PR #4862, opened 2017-01-29
Fix a number of memory leaks.

jdf:
These leaks don't matter--could never be noticed--in Java Mode, which just System.exit()s when the sketch is done. But the Python Mode sketch runner sticks around between invocations, which makes it susceptible to severe memory loss when, for example, many PShapes are created.

This patch does a few things.

Most noticeably, it refactors PGraphicsOpenGL's resource disposal technique to remove a ton of duplicated code. But it also throws away the "RefList" which not only didn't do a desirable thing, but kept resources from ever being released (since there was no way for resources to be removed from the RefList other than by their being disposed() which could only happen if they were released from the RefList!).

It also terminates an exception-catching thread at shutdown time (which otherwise keeps running forever, and never lets go of its closure on PGraphicsOpenGL).

It clears a closure on PApplet from the ThinkDifferent QuitHandler.

This patch fixes https://github.com/jdf/processing.py/issues/233.

### DIFF
--- a/core/src/processing/core/PApplet.java
+++ b/core/src/processing/core/PApplet.java
@@ -1194,7 +1194,7 @@ public class PApplet implements PConstants {
   *
   */
   public void pixelDensity(int density) {
-    println(density + " " + this.pixelDensity);
+    //println(density + " " + this.pixelDensity);
     if (density != this.pixelDensity) {
       if (insideSettings("pixelDensity", density)) {
         if (density != 1 && density != 2) {
@@ -3482,6 +3482,27 @@ public class PApplet implements PConstants {
   }
 
 
+  /**
+   * Pass a set of arguments directly to the command line. Uses Java's
+   * <A HREF="https://docs.oracle.com/javase/8/docs/api/java/lang/Runtime.html#exec-java.lang.String:A-">Runtime.exec()</A>
+   * method. This is different from the <A HREF="https://processing.org/reference/launch_.html">launch()</A>
+   * method, which uses the operating system's launcher to open the files.
+   * It's always a good idea to use a full path to the executable here.
+   * <pre>
+   * exec("/usr/bin/say", "-v", "Pipe Organ", "welcome to the command line");
+   * </pre>
+   * Or if you want to wait until it's completed, something like this:
+   * <pre>
+   * Process p = exec("/usr/bin/say", "waiting until done");
+   * try {
+   *   int result = p.waitFor();
+   *   println("the process returned " + result);
+   * } catch (InterruptedException e) { }
+   * </pre>
+   * You can also get the system output and error streams from the Process
+   * object, but that's more that we'd like to cover here.
+   * @return a <A HREF="https://docs.oracle.com/javase/8/docs/api/java/lang/Process.html">Process</A> object
+   */
   static public Process exec(String... args) {
     try {
       return Runtime.getRuntime().exec(args);
@@ -5927,6 +5948,8 @@ public class PApplet implements PConstants {
 
   /**
    * @webref output:files
+   * @param json the JSONObject to save
+   * @param filename the name of the file to save to
    * @see JSONObject
    * @see JSONArray
    * @see PApplet#loadJSONObject(String)
@@ -5938,7 +5961,7 @@ public class PApplet implements PConstants {
   }
 
   /**
-   * @nowebref
+   * @param options "compact" and "indent=N", replace N with the number of spaces
    */
   public boolean saveJSONObject(JSONObject json, String filename, String options) {
     return json.save(saveFile(filename), options);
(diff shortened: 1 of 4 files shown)


benfry:
Awesome; this is great work, thank you. 

@codeanticode Can you review the parts of the OpenGL parts? If they look good, we're good to merge.

codeanticode:
yep, will review asap! Thanks for these fixes, @jdf

jdf:
Don't thank me until it's been proven not to crash. :)

codeanticode:
@jdf The refactoring to reduce code duplication looks good to me. However, the use of the RefList is simply following the technique described in the [original article](http://www.oracle.com/technetwork/articles/java/finalization-137655.html):

_"Notice that reference objects are discovered by the garbage collector and added to their associated reference queues only if they are reachable themselves. Otherwise, they are simply reclaimed like any other unreachable object. This is why you add all NativeImage3 instances to the static list -- actually, any data structure will suffice -- to ensure that they remain reachable and processed when their referents become unreachable. Naturally, you also have to make sure that you remove them from the list when you dispose of them. This is done in the dispose() method."_

jdf:
Understood. Will ping again when I've corrected it.

jdf:
OK; please take another look.

JakubValtar:
I tihnk it's fixed. However, you also need to check type of argument in equals(), since you are mixing all the subclasses in one list, otherwise you get ClassCastException in `reachableWeakReferences.remove(this);`

JakubValtar:
If in doubt, run this stress test with `-Xmx32m` and print debug message in dispose()
```java
  public void settings() {
    size(640, 480, P3D);
    smooth(2);
  }

  public void setup() {
  }

  public void draw() {
    PGraphicsOpenGL pg = (PGraphicsOpenGL)createGraphics(width, height, P3D);
    pg.beginDraw();
    pg.background(random(255), random(255), random(255));
    pg.endDraw();
    image(pg, 0, 0);
  }
```

JakubValtar:
Looks good, thanks @jdf. Let's wait what @codeanticode thinks.

However, it does the same thing as before (just with less code), so you have to check if it fixes your problem. The code worked well previously (we tested it with @codeanticode before 3.0 came out), so I'm not sure how the leak could occur. Everything should be released in next garbage collector run, unless there is some other sneaky problem.

jdf:
@JakubValtar First, thanks very much for your help.

The test you suggested worked well to verify disposals taking place. (Although for Python Mode I had to give it 48M to run at all :} ).

I think the real problem was the non-exiting thread that waited forever for an unhandled exception to be thrown, along with the Apple-specific one.

JakubValtar:
@jdt You're welcome :) I ran it throught VisualVM (great for heap analysis) and I think you also need to clear the exception handler int PAppletJythonDriver at line 628.

jdf:
@JakubValtar I don't know who @jdt is, but I believe they spend a lot of time working in Eclipse. :)

Yes, I know about the PAppletJythonDriver fix; I've got that going in my own repo. Again, thank you.

For what it's worth, I use YourKit for memory debugging (and other profiling tasks). I'll also download VisualVM and give it a try.

JakubValtar:
Oops, sorry :)

VisualVM is part of JDK, at least on Windows (jviasualvm.exe). I never used YourKit but I think it's better than whatever ships with JDK.

jdt:
I have no idea what this project is, but I wholeheartedly support the elimination of memory leaks.

codeanticode:
Yes, I think the problem was the exception-catching thread, seems to me that now is properly terminated when the animation thread stops.

@benfry I think the GL fixes are ready to be merged.

benfry:
Great; merged.

codeanticode:
Just noticed that the System.err.println() line is still present in Disposable.dispose() https://github.com/processing/processing/blob/master/core/src/processing/opengl/PGraphicsOpenGL.java#L82

@jdf Shouldn't be removed?

jdf:
Yes.

neilcsmith-net:
@jdf I've just been looking at this pull request and testing the latest version of the Python mode, and there is definitely a memory leak still there!  Praxis LIVE actually does a similar thing to the Python mode here, and I need to update my fix hence looking at this.  I'm using reflection to clean out the reference lists and remove the PGL references in the resource classes at the end of each sketch run.

One problem is that the reference list is a static field - when I suggested using this method of cleanup to @codeanticode I suggested using instance fields, perhaps on PSurfaceJOGL, and explicitly disposing.  The second issue is that the resource classes have a strong reference to PGL in them which creates a circular reference that stops a lot of things being cleaned up.  Of course, if the second issue didn't exist, you'd end up cleaning up resources that no longer exist because the JOGL context has gone, so in some ways it's a memory leak masking something worse.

- - - - - - -

Reproduce the entries exactly, each one as given.

▶ RESPONSE
PR #4862, opened 2017-01-29
Fix a number of memory leaks.

jdf:
These leaks don't matter--could never be noticed--in Java Mode, which just System.exit()s when the sketch is done. But the Python Mode sketch runner sticks around between invocations, which makes it susceptible to severe memory loss when, for example, many PShapes are created.

This patch does a few things.

Most noticeably, it refactors PGraphicsOpenGL's resource disposal technique to remove a ton of duplicated code. But it also throws away the "RefList" which not only didn't do a desirable thing, but kept resources from ever being released (since there was no way for resources to be removed from the RefList other than by their being disposed() which could only happen if they were released from the RefList!).

It also terminates an exception-catching thread at shutdown time (which otherwise keeps running forever, and never lets go of its closure on PGraphicsOpenGL).

It clears a closure on PApplet from the ThinkDifferent QuitHandler.

This patch fixes https://github.com/jdf/processing.py/issues/233.

### DIFF
--- a/core/src/processing/core/PApplet.java
+++ b/core/src/processing/core/PApplet.java
@@ -1194,7 +1194,7 @@ public class PApplet implements PConstants {
   *
   */
   public void pixelDensity(int density) {
-    println(density + " " + this.pixelDensity);
+    //println(density + " " + this.pixelDensity);
     if (density != this.pixelDensity) {
       if (insideSettings("pixelDensity", density)) {
         if (density != 1 && density != 2) {
@@ -3482,6 +3482,27 @@ public class PApplet implements PConstants {
   }
 
 
+  /**
+   * Pass a set of arguments directly to the command line. Uses Java's
+   * <A HREF="https://docs.oracle.com/javase/8/docs/api/java/lang/Runtime.html#exec-java.lang.String:A-">Runtime.exec()</A>
+   * method. This is different from the <A HREF="https://processing.org/reference/launch_.html">launch()</A>
+   * method, which uses the operating system's launcher to open the files.
+   * It's always a good idea to use a full path to the executable here.
+   * <pre>
+   * exec("/usr/bin/say", "-v", "Pipe Organ", "welcome to the command line");
+   * </pre>
+   * Or if you want to wait until it's completed, something like this:
+   * <pre>
+   * Process p = exec("/usr/bin/say", "waiting until done");
+   * try {
+   *   int result = p.waitFor();
+   *   println("the process returned " + result);
+   * } catch (InterruptedException e) { }
+   * </pre>
+   * You can also get the system output and error streams from the Process
+   * object, but that's more that we'd like to cover here.
+   * @return a <A HREF="https://docs.oracle.com/javase/8/docs/api/java/lang/Process.html">Process</A> object
+   */
   static public Process exec(String... args) {
     try {
       return Runtime.getRuntime().exec(args);
@@ -5927,6 +5948,8 @@ public class PApplet implements PConstants {
 
   /**
    * @webref output:files
+   * @param json the JSONObject to save
+   * @param filename the name of the file to save to
    * @see JSONObject
    * @see JSONArray
    * @see PApplet#loadJSONObject(String)
@@ -5938,7 +5961,7 @@ public class PApplet implements PConstants {
   }
 
   /**
-   * @nowebref
+   * @param options "compact" and "indent=N", replace N with the number of spaces
    */
   public boolean saveJSONObject(JSONObject json, String filename, String options) {
     return json.save(saveFile(filename), options);
(diff shortened: 1 of 4 files shown)


benfry:
Awesome; this is great work, thank you. 

@codeanticode Can you review the parts of the OpenGL parts? If they look good, we're good to merge.

codeanticode:
yep, will review asap! Thanks for these fixes, @jdf

jdf:
Don't thank me until it's been proven not to crash. :)

codeanticode:
@jdf The refactoring to reduce code duplication looks good to me. However, the use of the RefList is simply following the technique described in the [original article](http://www.oracle.com/technetwork/articles/java/finalization-137655.html):

_"Notice that reference objects are discovered by the garbage collector and added to their associated reference queues only if they are reachable themselves. Otherwise, they are simply reclaimed like any other unreachable object. This is why you add all NativeImage3 instances to the static list -- actually, any data structure will suffice -- to ensure that they remain reachable and processed when their referents become unreachable. Naturally, you also have to make sure that you remove them from the list when you dispose of them. This is done in the dispose() method."_

jdf:
Understood. Will ping again when I've corrected it.

jdf:
OK; please take another look.

JakubValtar:
I tihnk it's fixed. However, you also need to check type of argument in equals(), since you are mixing all the subclasses in one list, otherwise you get ClassCastException in `reachableWeakReferences.remove(this);`

JakubValtar:
If in doubt, run this stress test with `-Xmx32m` and print debug message in dispose()
```java
  public void settings() {
    size(640, 480, P3D);
    smooth(2);
  }

  public void setup() {
  }

  public void draw() {
    PGraphicsOpenGL pg = (PGraphicsOpenGL)createGraphics(width, height, P3D);
    pg.beginDraw();
    pg.background(random(255), random(255), random(255));
    pg.endDraw();
    image(pg, 0, 0);
  }
```

JakubValtar:
Looks good, thanks @jdf. Let's wait what @codeanticode thinks.

However, it does the same thing as before (just with less code), so you have to check if it fixes your problem. The code worked well previously (we tested it with @codeanticode before 3.0 came out), so I'm not sure how the leak could occur. Everything should be released in next garbage collector run, unless there is some other sneaky problem.

jdf:
@JakubValtar First, thanks very much for your help.

The test you suggested worked well to verify disposals taking place. (Although for Python Mode I had to give it 48M to run at all :} ).

I think the real problem was the non-exiting thread that waited forever for an unhandled exception to be thrown, along with the Apple-specific one.

JakubValtar:
@jdt You're welcome :) I ran it throught VisualVM (great for heap analysis) and I think you also need to clear the exception handler int PAppletJythonDriver at line 628.

jdf:
@JakubValtar I don't know who @jdt is, but I believe they spend a lot of time working in Eclipse. :)

Yes, I know about the PAppletJythonDriver fix; I've got that going in my own repo. Again, thank you.

For what it's worth, I use YourKit for memory debugging (and other profiling tasks). I'll also download VisualVM and give it a try.

JakubValtar:
Oops, sorry :)

VisualVM is part of JDK, at least on Windows (jviasualvm.exe). I never used YourKit but I think it's better than whatever ships with JDK.

jdt:
I have no idea what this project is, but I wholeheartedly support the elimination of memory leaks.

codeanticode:
Yes, I think the problem was the exception-catching thread, seems to me that now is properly terminated when the animation thread stops.

@benfry I think the GL fixes are ready to be merged.

benfry:
Great; merged.

codeanticode:
Just noticed that the System.err.println() line is still present in Disposable.dispose() https://github.com/processing/processing/blob/master/core/src/processing/opengl/PGraphicsOpenGL.java#L82

@jdf Shouldn't be removed?

jdf:
Yes.

neilcsmith-net:
@jdf I've just been looking at this pull request and testing the latest version of the Python mode, and there is definitely a memory leak still there!  Praxis LIVE actually does a similar thing to the Python mode here, and I need to update my fix hence looking at this.  I'm using reflection to clean out the reference lists and remove the PGL references in the resource classes at the end of each sketch run.

One problem is that the reference list is a static field - when I suggested using this method of cleanup to @codeanticode I suggested using instance fields, perhaps on PSurfaceJOGL, and explicitly disposing.  The second issue is that the resource classes have a strong reference to PGL in them which creates a circular reference that stops a lot of things being cleaned up.  Of course, if the second issue didn't exist, you'd end up cleaning up resources that no longer exist because the JOGL context has gone, so in some ways it's a memory leak masking something worse.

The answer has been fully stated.